### WORK REQUEST
Give back each line of the data exactly.

*** Opening of DATA PROVIDED ***

PR #249, opened 2020-09-01
Add initial content set definition for Virtualization SST

yashkmankad:
Signed-off-by: Yash Mankad <ymankad@redhat.com>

*** Close of DATA PROVIDED ***

### RESULT BELOW
PR #249, opened 2020-09-01
Add initial content set definition for Virtualization SST

yashkmankad:
Signed-off-by: Yash Mankad <ymankad@redhat.com>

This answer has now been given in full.